PR #316, opened 2021-12-18
Define UDAs

djmitche:
This defines UDAs and provides a basic Replica/Task API for setting, removing, getting, and enumerating them.

The docs update suggests UDAs with a namespaced format.  The idea is to avoid name collisions, either with future additions to the data model (by virtue of using `.`, while the data model separates things with `_`) or between applications using the API.  It's worth noting that no existing TW tools follow this format, but a programmer can dream.


dbr:
Seems good to me!

> It's worth noting that no existing TW tools follow this format, but a programmer can dream.

I wonder if the dream can be nudged closer to reality by making the `set_uda` method similar to

```rust
fn set_uda(&self, namespace, key, value) {
    let key = format!("{}.{}", namespace, key);
    ...
}
fn set_uda_no_namespace_because_i_am_lazy_developer(&self, key, value) {
    self.set_uda("", key, value);
}
```
or something maybe slightly less overtly judgemental.. but.. something to nudge API-users towards using namespaces

Idea being that it's nicer to write

```rust
static UDA_NS: &str = "example";

...

task.set_uda(UDA_NS, "githubid", id);
```
than
```rust
task.set_uda(format("{}.{}", UDA_NS, github_id), id);
```

And is also nicer than writing:
```rust
task.set_uda_no_namespace(github_id, id);
```

djmitche:
That's a great idea, thanks!

I appreciate your thoughtful reviews :)

djmitche:
OK, ready for another look now.

dbr (approved):
LGTM!

PR #319, opened 2021-12-20
Fix application of modifications during 'ta add'

### LINKED ISSUE #317: `ta add` doesn't accept tags
```
ta add foo +a +b
```
adds a task with decription "foo", but it doesn't have any tags.

djmitche:
Fixes #317.


dbr:
LGTM!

********

What you need to do: Give the listing again, word for word.

Completed exercise:
PR #316, opened 2021-12-18
Define UDAs

djmitche:
This defines UDAs and provides a basic Replica/Task API for setting, removing, getting, and enumerating them.

The docs update suggests UDAs with a namespaced format.  The idea is to avoid name collisions, either with future additions to the data model (by virtue of using `.`, while the data model separates things with `_`) or between applications using the API.  It's worth noting that no existing TW tools follow this format, but a programmer can dream.


dbr:
Seems good to me!

> It's worth noting that no existing TW tools follow this format, but a programmer can dream.

I wonder if the dream can be nudged closer to reality by making the `set_uda` method similar to

```rust
fn set_uda(&self, namespace, key, value) {
    let key = format!("{}.{}", namespace, key);
    ...
}
fn set_uda_no_namespace_because_i_am_lazy_developer(&self, key, value) {
    self.set_uda("", key, value);
}
```
or something maybe slightly less overtly judgemental.. but.. something to nudge API-users towards using namespaces

Idea being that it's nicer to write

```rust
static UDA_NS: &str = "example";

...

task.set_uda(UDA_NS, "githubid", id);
```
than
```rust
task.set_uda(format("{}.{}", UDA_NS, github_id), id);
```

And is also nicer than writing:
```rust
task.set_uda_no_namespace(github_id, id);
```

djmitche:
That's a great idea, thanks!

I appreciate your thoughtful reviews :)

djmitche:
OK, ready for another look now.

dbr (approved):
LGTM!

PR #319, opened 2021-12-20
Fix application of modifications during 'ta add'

### LINKED ISSUE #317: `ta add` doesn't accept tags
```
ta add foo +a +b
```
adds a task with decription "foo", but it doesn't have any tags.

djmitche:
Fixes #317.


dbr:
LGTM!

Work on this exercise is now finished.